萍香婆婆看的日子是下月初七,說是個天德月德六合的好日子,最宜嫁娶,新人必定百年好合。
本來還有幾個其他日子備選,都是黃道吉日,但雲羅氏一聽到百年好合四個字,眼裏再沒別的日子,一心一意隻有這個,最後就定了下月初七。
吃過飯一家人早早睡了。
第二天清晨,天還麻麻亮,院子裏就有了動靜。
葉崢打著哈欠推開房門,就見雲爹和雲清在院子整理要帶去鎮上的東西。
半頭野豬,三隻野雞,五張硝好風幹的兔子皮,都收拾在編筐裏,互相之間用草甸子隔開。
葉崢走過去看,順手提了一下那編筐,謔,那沉的,他用了一身力氣連個框底都沒離地。
雲清全程虛扶著,生怕他不小心拉傷肌肉。
雲爹是幹力氣活的,葉崢這小身板實在叫他有點看不上,這哥婿的身子啊,不得不說實在是太弱了些。
還得補。
“勁別使過頭了,一會還走遠路呢。”雲清提醒了聲。
“成,都聽你的。”葉崢悻悻直起腰,去廚房裏舀水洗漱了。
等他擦幹淨手臉出來,院子裏要帶出門的東西收拾好了,天也比方才略微亮了點。
雲清見他出來,輕鬆背起地上的編筐,手裏還提了一些,和雲爹說了一聲:“爹,我們走了。”

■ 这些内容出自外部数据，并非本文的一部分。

PR #7686, opened 2018-03-23
bokeh server support for running in JupyterHub. (#7685)

### LINKED ISSUE #7685: bokeh server compatibility with running behind jupyterhub
Feature Request: Allow bokeh server to run behind JupyterHub (and other reverse proxies)

Right now, bokeh supports being run in a JupyterLab notebook using the appropriate plugin (https://github.com/bokeh/jupyterlab_bokeh).  This plugin is great, and allows for bokeh graphs to be rendered in JupyterLab notebooks.

For JupyterHub, there is an additional level of proxing to get to your JupyterLab environment (and the bokeh server running therein), which is provided by JupyerHub.  This maps URLs like https://jupyterhub.example.com/user/cbanek to the URLs on the JupyterLab environment.

When running bokeh server in a Jupyter notebook, bokeh emits javascript that points the browser to the URL of the bokeh server.  In this case, bokeh doesn't know that the server is behind a reverse proxy (JupyterHub) and therefore emits a URL that cannot be accessed (http://localhost:12345)

There are two components to getting this scenario to work:
1. Proxying URL requests to the correct port on the correct container via URL.
2. Giving bokeh the public URL that uses the proxy to emit into the javascript.  Bokeh can't know the proper URL, as is the case in many reverse proxy situations.

To solve this, I've combined nbserverproxy (https://github.com/jupyterhub/nbserverproxy) to provide a URL that gets me to the bokeh server port given a well formed URL.  This URL is of the form https://jupyterhub.example.com/user/xxx/proxy/port/ .  This means that HTTP requests received on this URL are then sent to the JupyterLab instance on the port provided in the URL.  This allows for a browser given the right URL to forward an HTTP request (or websocket) to any port on JupyterLab.

bokeh doesn't know how to generate these URLs, as bokeh isn't aware of the public URL of the proxy you are connecting to.  To solve this, I will be submitting an associated pull request that allows for the injection of a function to help define this URL, after the port has been bound (and therefore known) but before bokeh emits the URL into the notebook cell.  I am using environment variables to help construct the URL in this injected function, though different cases might need different logic, hence the function.

I've seen only one other person attempting something similar in my research:
https://stackoverflow.com/questions/48625893/using-bokeh-server-in-jupyter-notebook-behind-proxy-jupyterhub

cbanek:
- [x] issues: fixes #7685
- [x] tests added / passed
- [x] release document entry (if new feature or API change) - new docstrings added.

### DIFF
--- a/bokeh/io/notebook.py
+++ b/bokeh/io/notebook.py
@@ -430,7 +430,7 @@ def publish_display_data(*args, **kw):
     return publish_display_data(*args, **kw)
 
 @dev((1,0,0))
-def show_app(app, state, notebook_url, port=0):
+def show_app(app, state, notebook_url, port=0, proxy_url_func=None):
     ''' Embed a Bokeh serer application in a Jupyter Notebook output cell.
 
     Args:
@@ -443,6 +443,9 @@ def show_app(app, state, notebook_url, port=0):
         port (int) : the port the embedded server will listen on. By default
         the port is 0, which results in the server listening on a random dynamic port.
 
+        proxy_url_func (function(string,int)): function that takes the notebook_url
+        and server port and returns the server url to connect to.
+
     Returns:
         None
 
@@ -454,6 +457,9 @@ def show_app(app, state, notebook_url, port=0):
 
     loop = IOLoop.current()
 
+    if not proxy_url_func:
+        proxy_url_func = _server_url
+
     origin = _origin_url(notebook_url)
     server = Server({"/": app}, io_loop=loop, port=port,  allow_websocket_origin=[origin])
 
@@ -461,10 +467,13 @@ def show_app(app, state, notebook_url, port=0):
     curstate().uuid_to_server[server_id] = server
 
     server.start()
-    url = _server_url(notebook_url, server.port)
+    url = proxy_url_func(notebook_url, server.port)
+
+    logging.debug("Server URL is %s" % url)
+    logging.debug("Origin URL is %s" % origin)
 
     from ..embed import server_document
-    script = server_document(url)
+    script = server_document(url, resources=None)
 
     publish_display_data({
         HTML_MIME_TYPE: script,
--- a/bokeh/io/notebook.py
+++ b/bokeh/io/notebook.py
@@ -434,22 +434,28 @@ def show_app(app, state, notebook_url, port=0):
     ''' Embed a Bokeh serer application in a Jupyter Notebook output cell.
 
     Args:
-        app (Application) :
-
+        app (Application or callable) :
+            A Bokeh Application to embed inline in a Jupyter notebook.
+            
         state (State) :
+            ** Unused **
 
-        notebook_url (str or function) :
-        If notebook_url is a string, this string is parsed to construct
-        the origin and server URLs for the server.
-        If notebook_url is a function, it takes one parameter, the port.
-        If the port is present, generate the server URL, otherwise
-        generate the origin URL for the server.
+        notebook_url (str or callable) :
+            The URL of the notebook server that is running the embedded app.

葉崢忙跑過去,也甜甜道:“我們走了,爹,您和娘在家裏要好好的。”
“知道了,路上注意安全,早去早回。”雲爹也囑咐了一句。
雲清往常一個人去鎮上賣山貨,雲爹習慣地很,從來不囉嗦,今天多了個葉崢,倒讓雲爹心裏不放心起來,像第一回送雲清獨自上山似的。
兩人走了幾十米,回頭,雲爹還在院門口看著。
“爹,快進去吧。”葉崢朝後用力揮揮手。
過了一會再看,院門關上,雲爹進去了。
“我還以為爹是個沉默寡言的酷蓋,原來操心起來比娘來也不差啊。”葉崢吃吃地笑,他兩手空空,走得一身輕鬆。
雲清身上背著,手上提著,也走得輕輕鬆鬆,那大百斤的重量在他身上完全顯不出威力來。
他雖不是很懂這話,但大抵意思聽明白了,就說:“爹是擔心你,我一個人的時候爹從來不送。”
“擔心我不就是擔心你,我是誰,是你的小夫君呀。”
葉崢說起這話毫不臉紅,一身坦**,仿佛對別的男子來說不好啟齒的入贅之事,在他那裏倒是挺得意的,自有一番磊落之氣。
雲清初時以為葉崢隻是故作不在意,強撐著麵子才這麽說,經過這段時間的觀察,才發現他是真的不覺得入贅有什麽可丟人的,無論和誰都堂堂正正這麽說。
弄得雲清現在聽他說得多了,也習慣了起來。
兩人走到村口,村長兒子虎頭的牛車已經停在了那裏,同行的還有幾個村人,正在說說笑笑一同等著。
這些人都是和虎頭平日裏玩的比較好的,不是那等東家長西家短的長舌公一流,和葉崢沒多少接觸,但各個都是臉熟的,也叫得出名來。
葉崢就徑直和他們打招呼:“石頭哥,柱子哥,阿牛叔,真巧,你們也去鎮上啊。”
“我們是常跟虎頭的車去鎮上的,葉小子,倒是難得碰到你啊。”柱子哥爽朗道。
“這不是馬上要和我家雲清成親了嗎,家裏東西不齊,得去鎮上采買一些,我家雲清說了,虎頭哥古道熱腸,常肯讓村裏人搭車,這不我倆就借這個光來了。”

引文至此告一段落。